■ **WHAT IS REQUIRED**
Your task is to write out exactly the lines from the line containing "the ESS deployment" through the end of the records, inclusive at both ends.

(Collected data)
⟨

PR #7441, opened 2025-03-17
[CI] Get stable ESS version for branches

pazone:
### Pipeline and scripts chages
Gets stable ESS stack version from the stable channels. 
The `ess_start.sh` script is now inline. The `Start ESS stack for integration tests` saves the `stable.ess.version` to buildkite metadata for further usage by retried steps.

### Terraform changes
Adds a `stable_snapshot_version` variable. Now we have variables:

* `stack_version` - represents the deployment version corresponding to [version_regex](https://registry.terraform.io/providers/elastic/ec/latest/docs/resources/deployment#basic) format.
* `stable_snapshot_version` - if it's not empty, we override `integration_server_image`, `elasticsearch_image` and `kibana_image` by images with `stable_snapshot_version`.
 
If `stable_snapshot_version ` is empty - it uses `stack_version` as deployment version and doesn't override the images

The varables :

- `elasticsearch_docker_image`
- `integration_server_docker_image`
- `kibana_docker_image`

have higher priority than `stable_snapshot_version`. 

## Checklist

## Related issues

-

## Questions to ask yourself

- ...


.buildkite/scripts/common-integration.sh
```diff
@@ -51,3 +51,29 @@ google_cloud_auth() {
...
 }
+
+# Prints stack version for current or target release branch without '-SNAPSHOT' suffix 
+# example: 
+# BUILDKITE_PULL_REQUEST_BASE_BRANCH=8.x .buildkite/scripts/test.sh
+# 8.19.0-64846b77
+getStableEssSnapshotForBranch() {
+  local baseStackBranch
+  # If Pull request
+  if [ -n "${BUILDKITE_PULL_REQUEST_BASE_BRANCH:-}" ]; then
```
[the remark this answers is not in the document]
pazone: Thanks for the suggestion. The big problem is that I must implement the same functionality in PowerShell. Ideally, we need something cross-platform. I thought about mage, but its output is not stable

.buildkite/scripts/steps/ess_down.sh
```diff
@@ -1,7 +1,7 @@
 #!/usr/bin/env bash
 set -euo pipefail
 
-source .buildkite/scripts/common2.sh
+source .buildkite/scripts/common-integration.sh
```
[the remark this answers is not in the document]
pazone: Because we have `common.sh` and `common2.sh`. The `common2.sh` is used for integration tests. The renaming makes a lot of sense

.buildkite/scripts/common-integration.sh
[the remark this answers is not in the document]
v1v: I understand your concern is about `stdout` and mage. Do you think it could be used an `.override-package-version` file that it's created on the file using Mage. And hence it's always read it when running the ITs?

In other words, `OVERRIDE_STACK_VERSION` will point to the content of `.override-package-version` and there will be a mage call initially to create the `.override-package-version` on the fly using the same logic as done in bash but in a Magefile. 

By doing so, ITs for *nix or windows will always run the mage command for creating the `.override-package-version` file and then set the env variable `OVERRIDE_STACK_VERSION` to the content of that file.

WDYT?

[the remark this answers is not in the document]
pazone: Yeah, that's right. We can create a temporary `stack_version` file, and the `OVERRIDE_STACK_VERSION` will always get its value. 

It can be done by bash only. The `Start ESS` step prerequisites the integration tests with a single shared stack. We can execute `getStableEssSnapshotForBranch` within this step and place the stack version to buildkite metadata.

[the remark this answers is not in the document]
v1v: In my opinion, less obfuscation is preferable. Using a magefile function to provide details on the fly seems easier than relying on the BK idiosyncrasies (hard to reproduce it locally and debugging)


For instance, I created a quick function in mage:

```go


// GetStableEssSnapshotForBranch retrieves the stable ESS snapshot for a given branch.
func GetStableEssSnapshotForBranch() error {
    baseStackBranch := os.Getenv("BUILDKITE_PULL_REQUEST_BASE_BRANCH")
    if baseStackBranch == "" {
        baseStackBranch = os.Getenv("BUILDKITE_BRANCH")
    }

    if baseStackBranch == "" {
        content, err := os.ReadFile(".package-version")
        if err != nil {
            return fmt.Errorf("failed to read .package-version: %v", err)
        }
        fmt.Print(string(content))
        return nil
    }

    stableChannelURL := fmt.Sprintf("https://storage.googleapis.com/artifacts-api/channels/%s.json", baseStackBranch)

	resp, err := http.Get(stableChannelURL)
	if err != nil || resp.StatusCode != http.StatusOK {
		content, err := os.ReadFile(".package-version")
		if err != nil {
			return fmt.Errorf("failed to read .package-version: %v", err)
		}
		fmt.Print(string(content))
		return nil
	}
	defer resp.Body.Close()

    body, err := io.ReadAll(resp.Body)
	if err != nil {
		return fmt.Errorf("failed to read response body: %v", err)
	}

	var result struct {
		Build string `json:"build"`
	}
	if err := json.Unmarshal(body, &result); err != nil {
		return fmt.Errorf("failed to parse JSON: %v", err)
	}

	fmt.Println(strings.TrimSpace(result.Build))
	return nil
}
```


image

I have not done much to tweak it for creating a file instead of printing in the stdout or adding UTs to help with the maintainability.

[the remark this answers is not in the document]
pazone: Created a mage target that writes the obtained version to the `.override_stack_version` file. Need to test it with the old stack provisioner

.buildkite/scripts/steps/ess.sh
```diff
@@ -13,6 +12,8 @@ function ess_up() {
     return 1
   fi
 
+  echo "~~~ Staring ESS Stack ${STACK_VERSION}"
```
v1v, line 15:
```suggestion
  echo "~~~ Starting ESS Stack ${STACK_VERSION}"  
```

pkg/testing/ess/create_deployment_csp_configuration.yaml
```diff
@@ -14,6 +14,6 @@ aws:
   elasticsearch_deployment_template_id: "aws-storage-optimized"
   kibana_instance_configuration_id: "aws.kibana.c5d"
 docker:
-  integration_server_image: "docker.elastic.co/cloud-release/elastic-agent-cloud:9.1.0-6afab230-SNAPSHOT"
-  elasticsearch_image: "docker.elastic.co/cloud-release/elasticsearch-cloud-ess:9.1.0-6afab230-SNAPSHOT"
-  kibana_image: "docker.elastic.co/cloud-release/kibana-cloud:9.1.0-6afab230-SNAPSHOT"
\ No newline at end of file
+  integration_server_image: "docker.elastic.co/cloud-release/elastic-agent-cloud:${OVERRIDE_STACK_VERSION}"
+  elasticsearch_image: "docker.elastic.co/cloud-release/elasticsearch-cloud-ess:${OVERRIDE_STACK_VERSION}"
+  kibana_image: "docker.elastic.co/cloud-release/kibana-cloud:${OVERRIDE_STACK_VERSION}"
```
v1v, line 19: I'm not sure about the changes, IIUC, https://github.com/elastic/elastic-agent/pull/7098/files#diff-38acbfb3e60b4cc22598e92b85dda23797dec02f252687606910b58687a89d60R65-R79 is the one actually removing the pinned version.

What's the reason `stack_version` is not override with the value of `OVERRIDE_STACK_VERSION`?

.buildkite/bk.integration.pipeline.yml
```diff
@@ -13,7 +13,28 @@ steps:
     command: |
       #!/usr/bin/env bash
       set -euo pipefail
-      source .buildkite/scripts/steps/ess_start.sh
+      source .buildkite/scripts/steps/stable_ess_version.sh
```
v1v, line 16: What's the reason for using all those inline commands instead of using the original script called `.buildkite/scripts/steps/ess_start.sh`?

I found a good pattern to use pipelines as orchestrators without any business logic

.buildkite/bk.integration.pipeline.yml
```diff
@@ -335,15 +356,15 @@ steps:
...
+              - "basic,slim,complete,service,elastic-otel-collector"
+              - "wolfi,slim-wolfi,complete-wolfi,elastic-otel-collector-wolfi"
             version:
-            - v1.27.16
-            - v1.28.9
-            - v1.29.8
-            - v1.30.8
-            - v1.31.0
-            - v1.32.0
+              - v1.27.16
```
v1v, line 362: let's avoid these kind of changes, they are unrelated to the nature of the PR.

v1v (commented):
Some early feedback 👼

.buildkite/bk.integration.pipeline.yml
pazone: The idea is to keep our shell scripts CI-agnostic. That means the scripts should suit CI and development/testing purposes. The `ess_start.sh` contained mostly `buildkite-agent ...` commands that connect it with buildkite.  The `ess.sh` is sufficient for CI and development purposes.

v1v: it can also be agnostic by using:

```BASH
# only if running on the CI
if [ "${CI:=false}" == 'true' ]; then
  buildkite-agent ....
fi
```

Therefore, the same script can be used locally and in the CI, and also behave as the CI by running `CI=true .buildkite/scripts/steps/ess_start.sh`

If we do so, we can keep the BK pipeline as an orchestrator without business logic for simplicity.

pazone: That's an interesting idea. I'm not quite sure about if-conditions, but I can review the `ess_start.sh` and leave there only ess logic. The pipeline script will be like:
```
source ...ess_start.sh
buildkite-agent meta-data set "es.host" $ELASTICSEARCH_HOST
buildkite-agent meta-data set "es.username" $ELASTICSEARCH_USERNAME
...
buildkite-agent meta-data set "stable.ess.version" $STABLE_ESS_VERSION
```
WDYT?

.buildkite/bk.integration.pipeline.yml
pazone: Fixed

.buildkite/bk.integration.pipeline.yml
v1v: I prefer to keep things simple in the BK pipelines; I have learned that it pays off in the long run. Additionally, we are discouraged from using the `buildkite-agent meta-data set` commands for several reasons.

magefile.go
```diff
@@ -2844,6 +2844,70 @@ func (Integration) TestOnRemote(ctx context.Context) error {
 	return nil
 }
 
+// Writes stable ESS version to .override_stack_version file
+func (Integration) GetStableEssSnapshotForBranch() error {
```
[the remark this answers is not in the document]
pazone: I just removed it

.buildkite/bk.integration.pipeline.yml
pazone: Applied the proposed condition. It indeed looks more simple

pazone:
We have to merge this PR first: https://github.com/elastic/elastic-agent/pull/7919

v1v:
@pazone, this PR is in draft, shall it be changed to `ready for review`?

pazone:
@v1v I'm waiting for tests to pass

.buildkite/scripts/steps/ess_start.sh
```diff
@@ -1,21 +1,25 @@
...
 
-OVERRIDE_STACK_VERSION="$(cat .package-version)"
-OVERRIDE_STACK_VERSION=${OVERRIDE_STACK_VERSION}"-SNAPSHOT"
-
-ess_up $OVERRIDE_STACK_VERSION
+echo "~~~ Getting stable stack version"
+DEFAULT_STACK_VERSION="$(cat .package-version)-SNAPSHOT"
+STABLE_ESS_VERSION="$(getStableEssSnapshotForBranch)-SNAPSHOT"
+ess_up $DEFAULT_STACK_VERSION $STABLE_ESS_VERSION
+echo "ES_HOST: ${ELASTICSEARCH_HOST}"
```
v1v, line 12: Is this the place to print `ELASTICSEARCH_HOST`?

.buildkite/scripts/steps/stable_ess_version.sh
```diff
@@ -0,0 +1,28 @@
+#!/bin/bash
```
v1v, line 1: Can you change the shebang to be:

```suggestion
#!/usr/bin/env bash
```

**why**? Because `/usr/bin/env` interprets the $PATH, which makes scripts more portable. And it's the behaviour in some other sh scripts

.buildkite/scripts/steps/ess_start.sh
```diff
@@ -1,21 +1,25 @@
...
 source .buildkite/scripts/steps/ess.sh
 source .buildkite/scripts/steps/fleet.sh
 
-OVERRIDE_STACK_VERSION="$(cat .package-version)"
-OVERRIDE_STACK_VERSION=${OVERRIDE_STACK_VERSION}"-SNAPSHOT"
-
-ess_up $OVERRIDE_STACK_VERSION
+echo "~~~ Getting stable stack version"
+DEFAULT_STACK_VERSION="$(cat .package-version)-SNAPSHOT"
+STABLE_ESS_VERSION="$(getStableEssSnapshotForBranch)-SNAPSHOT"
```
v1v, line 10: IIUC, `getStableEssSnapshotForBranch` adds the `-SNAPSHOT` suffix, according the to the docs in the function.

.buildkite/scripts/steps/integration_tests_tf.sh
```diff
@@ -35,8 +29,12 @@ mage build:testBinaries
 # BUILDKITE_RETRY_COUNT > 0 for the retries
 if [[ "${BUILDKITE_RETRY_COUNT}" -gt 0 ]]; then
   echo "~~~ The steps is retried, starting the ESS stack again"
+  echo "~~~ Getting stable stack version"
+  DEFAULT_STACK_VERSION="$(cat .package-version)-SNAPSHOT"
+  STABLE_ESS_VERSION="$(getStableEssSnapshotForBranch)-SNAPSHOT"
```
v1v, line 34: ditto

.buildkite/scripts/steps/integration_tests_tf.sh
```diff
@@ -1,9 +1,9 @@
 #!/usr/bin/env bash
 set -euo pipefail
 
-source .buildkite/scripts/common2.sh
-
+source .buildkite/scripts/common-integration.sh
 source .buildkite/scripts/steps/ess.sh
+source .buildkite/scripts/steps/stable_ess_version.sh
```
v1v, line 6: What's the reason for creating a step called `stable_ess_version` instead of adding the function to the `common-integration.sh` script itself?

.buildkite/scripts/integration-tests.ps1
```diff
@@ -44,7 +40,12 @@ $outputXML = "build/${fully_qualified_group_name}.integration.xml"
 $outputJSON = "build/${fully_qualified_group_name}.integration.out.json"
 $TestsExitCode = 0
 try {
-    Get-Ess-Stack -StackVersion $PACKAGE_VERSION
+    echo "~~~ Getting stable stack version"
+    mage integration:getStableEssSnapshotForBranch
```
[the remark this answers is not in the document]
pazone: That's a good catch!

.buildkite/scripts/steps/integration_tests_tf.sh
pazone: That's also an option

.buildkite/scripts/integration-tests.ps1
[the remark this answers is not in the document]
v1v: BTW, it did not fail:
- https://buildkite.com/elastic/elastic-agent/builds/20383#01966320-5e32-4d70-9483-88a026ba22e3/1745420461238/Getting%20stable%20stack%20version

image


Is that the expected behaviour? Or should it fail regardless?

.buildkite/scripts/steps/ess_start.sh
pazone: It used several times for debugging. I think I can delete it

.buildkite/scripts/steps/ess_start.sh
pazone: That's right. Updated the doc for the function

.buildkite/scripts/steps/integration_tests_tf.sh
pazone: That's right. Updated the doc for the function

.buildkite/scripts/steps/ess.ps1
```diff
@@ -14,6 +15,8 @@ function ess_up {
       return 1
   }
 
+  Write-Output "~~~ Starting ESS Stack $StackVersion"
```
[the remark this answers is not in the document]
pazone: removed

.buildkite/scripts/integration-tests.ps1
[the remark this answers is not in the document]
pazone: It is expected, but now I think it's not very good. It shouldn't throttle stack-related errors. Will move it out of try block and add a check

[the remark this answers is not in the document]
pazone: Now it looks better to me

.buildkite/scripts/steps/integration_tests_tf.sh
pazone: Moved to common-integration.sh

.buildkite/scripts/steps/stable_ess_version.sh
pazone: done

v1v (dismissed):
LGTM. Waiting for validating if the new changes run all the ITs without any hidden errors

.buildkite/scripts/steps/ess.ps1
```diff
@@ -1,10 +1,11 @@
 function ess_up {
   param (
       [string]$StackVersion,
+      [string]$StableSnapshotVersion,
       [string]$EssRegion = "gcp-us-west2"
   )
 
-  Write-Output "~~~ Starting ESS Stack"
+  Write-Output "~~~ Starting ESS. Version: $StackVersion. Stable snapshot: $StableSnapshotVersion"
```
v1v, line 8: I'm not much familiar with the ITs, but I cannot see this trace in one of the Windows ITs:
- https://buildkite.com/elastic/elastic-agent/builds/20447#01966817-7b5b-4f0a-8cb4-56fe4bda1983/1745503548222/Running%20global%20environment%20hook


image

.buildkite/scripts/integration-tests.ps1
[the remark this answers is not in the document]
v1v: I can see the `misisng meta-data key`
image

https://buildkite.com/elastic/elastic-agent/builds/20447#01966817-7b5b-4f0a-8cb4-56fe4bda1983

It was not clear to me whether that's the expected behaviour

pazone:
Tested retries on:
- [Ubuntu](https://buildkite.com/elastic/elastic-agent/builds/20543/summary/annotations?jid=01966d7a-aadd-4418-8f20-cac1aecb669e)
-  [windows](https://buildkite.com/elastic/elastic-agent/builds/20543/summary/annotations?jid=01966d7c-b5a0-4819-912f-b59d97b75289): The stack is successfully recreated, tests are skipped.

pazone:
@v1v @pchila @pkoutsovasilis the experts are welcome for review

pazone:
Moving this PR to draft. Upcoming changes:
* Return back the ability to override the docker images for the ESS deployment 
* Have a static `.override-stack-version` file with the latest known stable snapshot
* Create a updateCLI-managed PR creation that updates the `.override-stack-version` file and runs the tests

⟩

■ **WRITTEN RESPONSE**
* Return back the ability to override the docker images for the ESS deployment 
* Have a static `.override-stack-version` file with the latest known stable snapshot
* Create a updateCLI-managed PR creation that updates the `.override-stack-version` file and runs the tests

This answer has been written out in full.